Task instructions:
In the entries below, find every line with "this" and copy it.

Data shown:
Segment Open
PR #6334, opened 2024-10-15
Allow multiple callbacks on same component

knelli2:
## Proposed changes

It is possible for multiple unique callbacks to be registered to the same parallel component (size control system does this). Previously, we only took the first callback and discarded the rest (because the elements would register multiple identical callbacks and we only needed one). Now we still discard identical callbacks, but keep unique callbacks on the same component.

This was found while debugging the nodegroup implementation of our algorithm, but I believe this is also a bug on develop. I guess we just have been lucky and haven't hit this so far.

### Code review checklist

  Then open `index.html`.
  `new feature` if appropriate.

### DIFF
--- a/src/Parallel/Callback.hpp
+++ b/src/Parallel/Callback.hpp
@@ -6,6 +6,7 @@
 
 #pragma once
 
+#include <memory>
 #include <pup.h>
 #include <tuple>
 #include <utility>
@@ -64,6 +65,7 @@ class Callback : public PUP::able {
    */
   virtual bool is_equal_to(const Callback& rhs) const = 0;
   virtual std::string name() const = 0;
+  virtual std::unique_ptr<Callback> get_clone() = 0;
 };
 
 /// Wraps a call to a simple action and its arguments.
@@ -115,6 +117,11 @@ class SimpleActionCallback : public Callback {
            "," + pretty_type::name<Proxy>() + ")";
   }
 
+  std::unique_ptr<Callback> get_clone() override {
+    return std::make_unique<SimpleActionCallback<SimpleAction, Proxy, Args...>>(
+        *this);
+  }
+
  private:
   std::decay_t<Proxy> proxy_{};
   std::tuple<std::decay_t<Args>...> args_{};
@@ -154,6 +161,10 @@ class SimpleActionCallback<SimpleAction, Proxy> : public Callback {
     // likely be really long with the template parameters which is unnecessary
     return "SimpleActionCallback(" + pretty_type::get_name<SimpleAction>() +
            "," + pretty_type::name<Proxy>() + ")";
+  }
+
+  std::unique_ptr<Callback> get_clone() override {
+    return std::make_unique<SimpleActionCallback<SimpleAction, Proxy>>(*this);
   }
 
  private:
@@ -210,6 +221,11 @@ class ThreadedActionCallback : public Callback {
            "," + pretty_type::name<Proxy>() + ")";
   }
 
+  std::unique_ptr<Callback> get_clone() override {
+    return std::make_unique<
+        ThreadedActionCallback<ThreadedAction, Proxy, Args...>>(*this);
+  }
+
  private:
   std::decay_t<Proxy> proxy_{};
   std::tuple<std::decay_t<Args>...> args_{};
@@ -252,6 +268,11 @@ class ThreadedActionCallback<ThreadedAction, Proxy> : public Callback {
            "," + pretty_type::name<Proxy>() + ")";
   }
 
+  std::unique_ptr<Callback> get_clone() override {
+    return std::make_unique<ThreadedActionCallback<ThreadedAction, Proxy>>(
+        *this);
+  }
+
  private:
   std::decay_t<Proxy> proxy_{};
 };
@@ -288,6 +309,10 @@ class PerformAlgorithmCallback : public Callback {
     // Only use pretty_type::name for proxy because it'll likely be really long
     // with the template parameters which is unnecessary
     return "PerformAlgorithmCallback(" + pretty_type::name<Proxy>() + ")";
+  }
+
+  std::unique_ptr<Callback> get_clone() override {
+    return std::make_unique<PerformAlgorithmCallback<Proxy>>(*this);
   }
 
  private:
--- a/src/Parallel/Callback.hpp
+++ b/src/Parallel/Callback.hpp
@@ -11,10 +11,39 @@
 #include <utility>
 
 #include "Parallel/Invoke.hpp"
+#include "Utilities/PrettyType.hpp"
 #include "Utilities/Serialization/CharmPupable.hpp"
 #include "Utilities/Serialization/RegisterDerivedClassesWithCharm.hpp"
+#include "Utilities/TypeTraits/HasEquivalence.hpp"
 
 namespace Parallel {
+namespace detail {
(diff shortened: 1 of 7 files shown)


src/Parallel/Callback.hpp
```diff
@@ -30,6 +60,16 @@ class Callback : public PUP::able {
   explicit Callback(CkMigrateMessage* msg) : PUP::able(msg) {}
   virtual void invoke() = 0;
   virtual void register_with_charm() = 0;
+  /*!
+   * \brief Returns if this callback is equal to the one passed in.
+   *
+   * \details If the `std::optional` doesn't have a value, then the pointer
+   * cast between the two callbacks failed. If it does have a value, then the
```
Segment Closed
Output below:
It is possible for multiple unique callbacks to be registered to the same parallel component (size control system does this). Previously, we only took the first callback and discarded the rest (because the elements would register multiple identical callbacks and we only needed one). Now we still discard identical callbacks, but keep unique callbacks on the same component.
This was found while debugging the nodegroup implementation of our algorithm, but I believe this is also a bug on develop. I guess we just have been lucky and haven't hit this so far.
+        *this);
+    return std::make_unique<SimpleActionCallback<SimpleAction, Proxy>>(*this);
+        ThreadedActionCallback<ThreadedAction, Proxy, Args...>>(*this);
+        *this);
+    return std::make_unique<PerformAlgorithmCallback<Proxy>>(*this);
+   * \brief Returns if this callback is equal to the one passed in.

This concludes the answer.